Segregate tables and indexes?

With all of the layers that we see within Oracle I/O sub-systems, it's no wonder that many myths have arisen.  A few years ago, someone even published that the whole concept of reducing I/O contention by segregating tables and index on separate physical devices was a myth.

They noted that Oracle the access between an index and it's table entries is linear.  Oracle requests an index block, waits, then requests a table block, &c, such that any individual SQL statement would never simultaneously request and index and  table block.  Hence, they mistakenly concluded that the separation of tables and indexes would not reduce I/O contention.

The above statement was verified by Mike Ault (see below), but it's a bit of a jump to conclude that segregating tables and indexes onto separate devices does not reduce I/O contention.

In an active OLTP database you can have thousands of concurrent requests per minute, and if every database object is on the same physical disk, there is no way to reduce the contention (except to move it to super-fast solid-state disk, 300x faster).   You can even get SSD on PC laptops today.

If you have active files on the inner and outer cylinders, the read-write heads will shake back-and-forth, and I/O speed slow dramatically, with up to 10ms required for the read-write read to reposition itself:

As Mike Ault says, people don’t take into consideration the head movement and latency times.

“The main argument, supported by 10046 traces with a single-user system, is that access to tables and indexes in a single query is not asynchronous in nature, but is rather a linear process.

However, even in single-user systems this fails to take into consideration the required head movement and disk latencies associated with reading index, then table.

In a multi-user environment, it fails to take into consideration all of the above plus the effects of multi-user access against co-located tables and indexes.”

Approaches to segregating tables and indexes

There are several layers of logical and physical segregation for tables and indexes, each with it's own features, advantages and disadvantages:

• Move tables and indexes onto separate disks on separate datafiles.
   
• Move tables and indexes into their own datafiles, but put them on the same physical disk.
   
• Partition the indexes and tables, mapping the tables onto separate tablespaces based on a key or hash value.  The tablespaces, in-turn, are mapped to datafiles that reside on independent disk spindles). 

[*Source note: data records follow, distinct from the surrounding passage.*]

PR #7696, opened 2022-03-03
timeout improvement

coval3nte:
If custom timeout is defined as config, electrum doesn't honor it.

### DIFF
--- a/electrum/network.py
+++ b/electrum/network.py
@@ -759,6 +759,8 @@ class Network(Logger, NetworkRetryManager[ServerAddr]):
         util.trigger_callback('network_updated')
 
     def get_network_timeout_seconds(self, request_type=NetworkTimeout.Generic) -> int:
+        if self.config.get('timeout'):
+            return self.config.get('timeout')
         if self.oneserver and not self.auto_connect:
             return request_type.MOST_RELAXED
         if self.proxy:


SomberNight:
- What is your usecase?
- `timeout` is a too generic name for the config. At least name it `network_timeout`.

coval3nte:
> * What is your usecase?
> 
>     * `timeout` is a too generic name for the config. At least name it `network_timeout`.

timeout config already exists and its used in daemon.request... can't electrum use same parameter for querying electrumx?

SomberNight:
> My usecase is a private ElectrumX server with !autoconnect and oneserver, so I need electrum to be relaxed as much as it can

In that case, there is already a 600 second timeout in your case. How long do you want to set it to? :)

>  By the way, if the electrum client timeout is lower than electrum daemon timeout it will end up by closing connection in (electrum client -> daemon) and not in (electrum daemon -> electrumx) so it will throw same error in both cases.

Ok, but direct CLI usage is not the only scenario to consider.
When you have a daemon running, I am wondering if it might make sense to have a very long timeout on operations it is doing, but a short one for your own interactions with the daemon.
Also, many of the daemon requests do not involve communicating with electrum servers. Besides taking a long time due to a server not responding, there is also lightning stuff or doing local queries on a large wallet.

> timeout config already exists and its used only in daemon.request for querying electrum daemon... 

Right... I forgot about that.

Anyway, we can make the network request timeout configurable, sure, I am just not sure if we should reuse this config key...
@ecdsa what do you think?

electrum/network.py
```diff
@@ -759,6 +759,8 @@ async def connection_down(self, interface: Interface):
         util.trigger_callback('network_updated')
 
     def get_network_timeout_seconds(self, request_type=NetworkTimeout.Generic) -> int:
+        if self.config.get('timeout'):
+            return self.config.get('timeout')
```
SomberNight, line 763: make sure the type hint is respected: cast the return value to int

coval3nte:
@SomberNight I agree with you.. I think it's better to have two separate timeout variables, so it can fit to every usecase.

ecdsa:
This user contacted me on IRC because `listunspent` was very slow with a very large wallet (20k addresses).
I asked whether the wallet was synchronized before running the command, and he said that it was.
Not sure if his current issue is related, but if it is, it might not be caused by network timeout parameters.

coval3nte:
> This user contacted me on IRC because `listunspent` was very slow with a very large wallet (20k addresses). I asked whether the wallet was synchronized before running the command, and he said that it was. Not sure if his current issue is related, but if it is, it might not be caused by network timeout parameters.

No, It isn't related. Today I was checking logs and I found out this. That's all.

PR #7698, opened 2022-03-04
Update udev rules for Nano S Plus

gruve-p:


SomberNight (approved):
matches https://github.com/LedgerHQ/udev-rules/blob/2776324af6df36c2af4d2e8e92a1c98c281117c9/20-hw1.rules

There are many compelling reasons to separate Oracle tables and indexes onto separate disks:

• Easier DBA organization - By separating tables and indexes onto separate tablespaces, it becomes easier to spot "hot" objects and manager recovery.  For example, if you place all of your indexes on a separate disk, you don't have to worry if the disk of backup becomes corrupt because you can rebuild the indexes to restore the device.
   
• Better reporting - By segregating related tables onto separate data files, it's easier to track I/O at the data file and tablespace level.  In a large multi-disk database, the smart DBA will map all giant tables to their own set of disks, so that the OS level disk I/O reports point to the activity of a specific table or index.
   
• I/O balancing - Some say that it's a myth that segregating tables and indexes onto separate disks doe not help because Oracle never reads the index and table at the same instance.  For a single task, yes, but in a real-world database with hundreds of concurrent tasks, you may see serious disk enqueues, as the disk read-write heads slam around, trying to serve-up data blocks from distant cylinders.

What about RAID, SAN and NAS?

This discussion is clouded when we discuss RAID with Oracle.  Oracle's default RAID (as codified in 10g ASM) is called SAME (Stripe and Mirror Everywhere), more commonly known as RAID10.  The RAID 10 mirrors all disks and then deals-out the data blocks across the disks, just like dealing-out deck of cards.  This truly randomized I/O and any hot disks would be very rare.  These RAID'ed disk sets behaves as if they were a single disk, with I/O levels raising and filling in unison.

Some say that these days with RAID and SANs where you don’t really have control over where the information is laid out, separation doesn’t matter. Like Mladen Gogala says here:

“Spreading the disk I/O is not an issue. Majority of cases involves some kind of SAN solution, which completely hides any underlying disk structure.

Your volumes consist of striped and mirrored disk devices cached by the SAN box itself.

At the time when the DBA sees data files, disk spindles are completely indiscernible.“

But what if the database is not using a SAN or RAID and using old technology where they just have regular disk drive running off Windows OS device drivers? Separation of tables and indexes is obviously going to help.

And what about systems with more than one CPU, those with SMP and parallel disk read requests? Would it follow that one CPU can be requesting a look at an index while another is looking for table data? With disk caches, the disk controllers probably could handle these requests in almost simultaneous fashion, eliminating disk latency caused by using a single disk.

Segregating objects in very large databases

But even with 500 gig disks, a large database may map to dozens of disks, and some DBA's create "RAID Groups", raiding sets of disks together, such that they all respond to uniformly to random I/O activity.